The number of suspected cholera cases reported by World Health Organization (WHO) and national health authorities in Yemen between early April 2017 and June 17 from the escalation of the disease’s outbreak reached 151,400, with 1,054 deaths registered.
Cases are now being reported from 19 out of 22 governorates, four more than during the last outbreak of the infection. Between early April and June 18, MSF receivecd 41,479 patients with cholera and acute watery diarrhea. Of the more than 41,000 patients seen since 30 March, over 17,000 people sought treatment between June 4 and 18.

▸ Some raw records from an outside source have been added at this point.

PR #4993, opened 2020-02-28
Move UpdateFirebasePod to Swift's ArgumentParser library.

ryanwilson:
This was introduced in https://swift.org/blog/argument-parser/, leaving a nice clean way to parse command line arguments.

Example output with no arguments:

```
$ swift run UpdateFirebasePod
Error: Missing expected argument '--git-root <git-root>'
Usage: firebase-pod-updater --git-root <git-root> --releasing-pods <releasing-pods>
```


ZipBuilder/Sources/UpdateFirebasePod/main.swift
```diff
@@ -16,99 +16,120 @@
...
+        var versionStartIndex = contents.index(range.upperBound, offsetBy: 2)
+        while !contents[versionStartIndex].isWholeNumber {
+          versionStartIndex = contents.index(versionStartIndex, offsetBy: 1)
+        }
+        var versionEndIndex = contents.index(versionStartIndex, offsetBy: 1)
+        while contents[versionEndIndex] != "'" {
+          versionEndIndex = contents.index(versionEndIndex, offsetBy: 1)
+        }
+        contents.removeSubrange(versionStartIndex ... versionEndIndex)
+        contents.insert(contentsOf: version + "'", at: versionStartIndex)
```
ryanwilson: This just moved from the root of the file to inside the new type, along with not using the `FirebasePod` type.

ZipBuilder/Sources/UpdateFirebasePod/main.swift
```diff
@@ -16,99 +16,120 @@
...
+    let newVersions = getExpectedVersions()
+    updateFirebasePod(newVersions: newVersions)
+    print("Updating Firebase pod for version \(String(describing: newVersions["Firebase"]!))")
+
+    // Get the time since the tool start.
+    let secondsSinceStart = -Int(buildStart.timeIntervalSinceNow)
+    print("""
+    Time profile:
+      It took \(secondsSinceStart) seconds (~\(secondsSinceStart / 60)m) to update the Firebase pod.
+    """)
```
ryanwilson: This moved from the bottom of the file to the `run()` block.

ryanwilson:
I'll move the ZipBuilder itself over once we think this is at a reasonable place!

ZipBuilder/Package.swift
```diff
@@ -26,18 +26,19 @@ let package = Package(
     .executable(name: "UpdateFirebasePod", targets: ["UpdateFirebasePod"]),
   ],
   dependencies: [
+    .package(url: "https://github.com/apple/swift-argument-parser", .upToNextMinor(from: "0.0.1")),
```
paulb777: Do we really want to float the dependency versions?

ryanwilson: I was going off their comment that says they're committed to source-stability within minor versions at the bottom of this section:

https://forums.swift.org/t/parsing-file-urls-with-argumentparser/34173

I'm happy to make this exact though, I'll do so now.

ryanwilson:
> The command is `swift run UpdateFirebasePod` but the usage is `firebase-pod-updater`. Which is it?

In `Package.swift` we still call it `UpdateFirebasePod` but the it looks like it expects to be called `firebase-pod-updater` (auto-generated from the struct name `FirebasePodUpdater`). I can change the executable in the package manifest to be called `firebase-pod-updater` if that's better, it seems that's the style they're going for.

ryanwilson:
> > The command is `swift run UpdateFirebasePod` but the usage is `firebase-pod-updater`. Which is it?
> 
> In `Package.swift` we still call it `UpdateFirebasePod` but the it looks like it expects to be called `firebase-pod-updater` (auto-generated from the struct name `FirebasePodUpdater`). I can change the executable in the package manifest to be called `firebase-pod-updater` if that's better, it seems that's the style they're going for.

Yep, based on https://github.com/apple/swift-argument-parser/blob/339baea0a5d8c9b26c6e9be47df8e713f6e26234/Package.swift#L31-L42 they're expecting the target to have the same name as the tool.

ryanwilson:
@paulb777 before merging, did you want me to change the target name in `Package.swift` to match `firebase-pod-updater`?

paulb777:
@ryanwilson It seems either that or fix the Usage message?

PR #7588, opened 2021-02-23
Treat bridging headers as test-related

peterfriese:
As discussed in https://github.com/firebase/firebase-ios-sdk/pull/7547#discussion_r580442313, this patch makes sure that bridging headers may use angle-bracket imports.

 #no-changelog


maksymmalyhin (approved):
👍

PR #7590, opened 2021-02-23
Publish command updates

paulb777:
- Now that they contain xcframeworks, Analytics pods no longer need to `--skip-import-validation`
- Fix the staging location path

#no-changelog


maksymmalyhin (approved):
👍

Health workers and all relevant authorities need to work hand in hand to control the epidemic. Poor sanitation and the lack of safe drinking water due to Yemen’s ongoing conflict make the population, particularly people suffering from chronic and acute malnutrition, more susceptible to cholera.
As the outbreak spreads to poorer communities in remote areas, it is increasingly difficult for those affected to travel to health facilities in time to be treated.
Outreach activities, including chlorination of infected water sources and the distribution of hygiene kits, are key to limiting the spread of the disease. Many households in Yemen use individual wells, which will make the detection of corrupted water sources a lengthy process.
In the first few weeks of the outbreak, MSF was working in five cholera treatment centers (CTC). To help cope with the rising number of patients, teams are now running nine cholera treatment centers, seven cholera treatment units, and two stabilization units in nine governorates (Amran, Hajjah, Ad Dhale, Hodaidah, Ibb, Taiz, Sana’a, Aden, and Abyan). MSF is expanding the capacity of some CTCs and evaluating needs in other locations where it is providing support through donations.
MSF will focus on chlorination of wells and hygiene promotion in hard-to-reach areas. Awareness-raising is to be carried out via radio stations and in collaboration with mosques. MSF will provide hygiene kits and disinfection kits to patients and their families at CTCs.